• EXERCISE AIM
The answer must be every record below, repeated exactly.

• DATA LISTING
-.-.-
PR #562, opened 2017-12-22
Fix: Never cache watermarked files, add reload() method

tonyjin:
- Never cache watermarked files
- Separate loading and re-loading (when cache is stale or file is newly watermarked) when loading from server
- Remove superfluous caching before loading from cache
- Add new public method to reload current preview and replace legacy methods of reloading preview with new method

### DIFF
--- a/src/lib/Preview.js
+++ b/src/lib/Preview.js
@@ -20,7 +20,16 @@ import {
     findScriptLocation,
     appendQueryParams
 } from './util';
-import { getURL, getDownloadURL, checkPermission, checkFeature, checkFileValid, cacheFile, uncacheFile } from './file';
+import {
+    getURL,
+    getDownloadURL,
+    checkPermission,
+    checkFeature,
+    checkFileValid,
+    cacheFile,
+    uncacheFile,
+    isWatermarked
+} from './file';
 import {
     API_HOST,
     APP_HOST,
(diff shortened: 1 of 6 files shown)


boxcla:

tonyjin:
Looking for reviews before I add tests. When I dug into this issue, two things came up:
- We cache and then immediately uncache and reload watermarked files (this was causing the bug with double images when you open a preview of a file before a watermarked image and then navigate to it and rotate)
- We don't distinguish between when we need to load a viewer for the first time (file isn't cached) and when we need to reload (cache is stale or file is newly watermarked)

This patch aims to fix both of those issues and also exposes a new public `reload()` method that can be used to reload the current preview, optionally refreshing file info from the server. Because I'd like to keep some compatibility with our existing `skipServerUpdate` option, `reload()` with no params respects `skipServerUpdate`.

src/lib/viewers/BaseViewer.js
```diff
@@ -175,7 +175,9 @@ class BaseViewer extends EventEmitter {
         }
 
         const iconWrapperEl = container.querySelector(SELECTOR_BOX_PREVIEW_ICON);
-        iconWrapperEl.innerHTML = this.fileLoadingIcon || getIconFromName('FILE_DEFAULT');
+        if (iconWrapperEl) {
+            iconWrapperEl.innerHTML = this.fileLoadingIcon || getIconFromName('FILE_DEFAULT');
```
JustinHoldstock: Do we have a constant anywhere for `'FILE_DEFAULT'`?

src/lib/Preview.js
```diff
@@ -779,35 +834,33 @@ class Preview extends EventEmitter {
...
             this.logger.setFile(file);
 
             // Keep reference to previously cached file version
             const cachedFile = this.cache.get(file.id);
 
             // Explicitly uncache watermarked files, otherwise update cache
-            const isWatermarked = file.watermark_info && file.watermark_info.is_watermarked;
-            if (isWatermarked) {
+            const isFileWatermarked = isWatermarked(file);
+            if (isFileWatermarked) {
```
JustinHoldstock: Unless you're using `isFileWatermarked` elsewhere, could you just put the `isWatermarked()` call into the if?

src/lib/Preview.js
```diff
@@ -213,6 +222,44 @@ class Preview extends EventEmitter {
...
+     *   - skipServerUpdate is true (either passed in or defined in preview options) AND cached file is not valid
+     *   - skipServerUpdate is false AND there is no cached file ID
+     *
+     * @public
+     * @param {boolean} skipServerUpdate - Whether or not to update file info from server
+     * @return {void}
+     */
+    reload(skipServerUpdate) {
+        // If not passed in, default to Preview option for skipping server update
+        if (typeof skipServerUpdate === 'undefined') {
```
JustinHoldstock: If someone passes in `null`, `this.options.skipServerUpdate` won't be respected

jeremypress: We could check if it's not a boolean

src/lib/Preview.js
tonyjin: Used a few lines below

src/lib/Preview.js
tonyjin: I think that's fine, you'd have to explicitly pass in `null` and in that case, it evaluates to falsy.

src/lib/viewers/BaseViewer.js
tonyjin: Nope, I can add it. We're not super consistent about what's defined as a constant vs what's not.

tonyjin:
@jeremypress `reload()` has the benefit of not requiring the user to pass in file ID, authentication, or any preview options.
-.-.-
• RESPONSE FOR THIS EXERCISE
PR #562, opened 2017-12-22
Fix: Never cache watermarked files, add reload() method

tonyjin:
- Never cache watermarked files
- Separate loading and re-loading (when cache is stale or file is newly watermarked) when loading from server
- Remove superfluous caching before loading from cache
- Add new public method to reload current preview and replace legacy methods of reloading preview with new method

### DIFF
--- a/src/lib/Preview.js
+++ b/src/lib/Preview.js
@@ -20,7 +20,16 @@ import {
     findScriptLocation,
     appendQueryParams
 } from './util';
-import { getURL, getDownloadURL, checkPermission, checkFeature, checkFileValid, cacheFile, uncacheFile } from './file';
+import {
+    getURL,
+    getDownloadURL,
+    checkPermission,
+    checkFeature,
+    checkFileValid,
+    cacheFile,
+    uncacheFile,
+    isWatermarked
+} from './file';
 import {
     API_HOST,
     APP_HOST,
(diff shortened: 1 of 6 files shown)


boxcla:

tonyjin:
Looking for reviews before I add tests. When I dug into this issue, two things came up:
- We cache and then immediately uncache and reload watermarked files (this was causing the bug with double images when you open a preview of a file before a watermarked image and then navigate to it and rotate)
- We don't distinguish between when we need to load a viewer for the first time (file isn't cached) and when we need to reload (cache is stale or file is newly watermarked)

This patch aims to fix both of those issues and also exposes a new public `reload()` method that can be used to reload the current preview, optionally refreshing file info from the server. Because I'd like to keep some compatibility with our existing `skipServerUpdate` option, `reload()` with no params respects `skipServerUpdate`.

src/lib/viewers/BaseViewer.js
```diff
@@ -175,7 +175,9 @@ class BaseViewer extends EventEmitter {
         }
 
         const iconWrapperEl = container.querySelector(SELECTOR_BOX_PREVIEW_ICON);
-        iconWrapperEl.innerHTML = this.fileLoadingIcon || getIconFromName('FILE_DEFAULT');
+        if (iconWrapperEl) {
+            iconWrapperEl.innerHTML = this.fileLoadingIcon || getIconFromName('FILE_DEFAULT');
```
JustinHoldstock: Do we have a constant anywhere for `'FILE_DEFAULT'`?

src/lib/Preview.js
```diff
@@ -779,35 +834,33 @@ class Preview extends EventEmitter {
...
             this.logger.setFile(file);
 
             // Keep reference to previously cached file version
             const cachedFile = this.cache.get(file.id);
 
             // Explicitly uncache watermarked files, otherwise update cache
-            const isWatermarked = file.watermark_info && file.watermark_info.is_watermarked;
-            if (isWatermarked) {
+            const isFileWatermarked = isWatermarked(file);
+            if (isFileWatermarked) {
```
JustinHoldstock: Unless you're using `isFileWatermarked` elsewhere, could you just put the `isWatermarked()` call into the if?

src/lib/Preview.js
```diff
@@ -213,6 +222,44 @@ class Preview extends EventEmitter {
...
+     *   - skipServerUpdate is true (either passed in or defined in preview options) AND cached file is not valid
+     *   - skipServerUpdate is false AND there is no cached file ID
+     *
+     * @public
+     * @param {boolean} skipServerUpdate - Whether or not to update file info from server
+     * @return {void}
+     */
+    reload(skipServerUpdate) {
+        // If not passed in, default to Preview option for skipping server update
+        if (typeof skipServerUpdate === 'undefined') {
```
JustinHoldstock: If someone passes in `null`, `this.options.skipServerUpdate` won't be respected

jeremypress: We could check if it's not a boolean

src/lib/Preview.js
tonyjin: Used a few lines below

src/lib/Preview.js
tonyjin: I think that's fine, you'd have to explicitly pass in `null` and in that case, it evaluates to falsy.

src/lib/viewers/BaseViewer.js
tonyjin: Nope, I can add it. We're not super consistent about what's defined as a constant vs what's not.

tonyjin:
@jeremypress `reload()` has the benefit of not requiring the user to pass in file ID, authentication, or any preview options.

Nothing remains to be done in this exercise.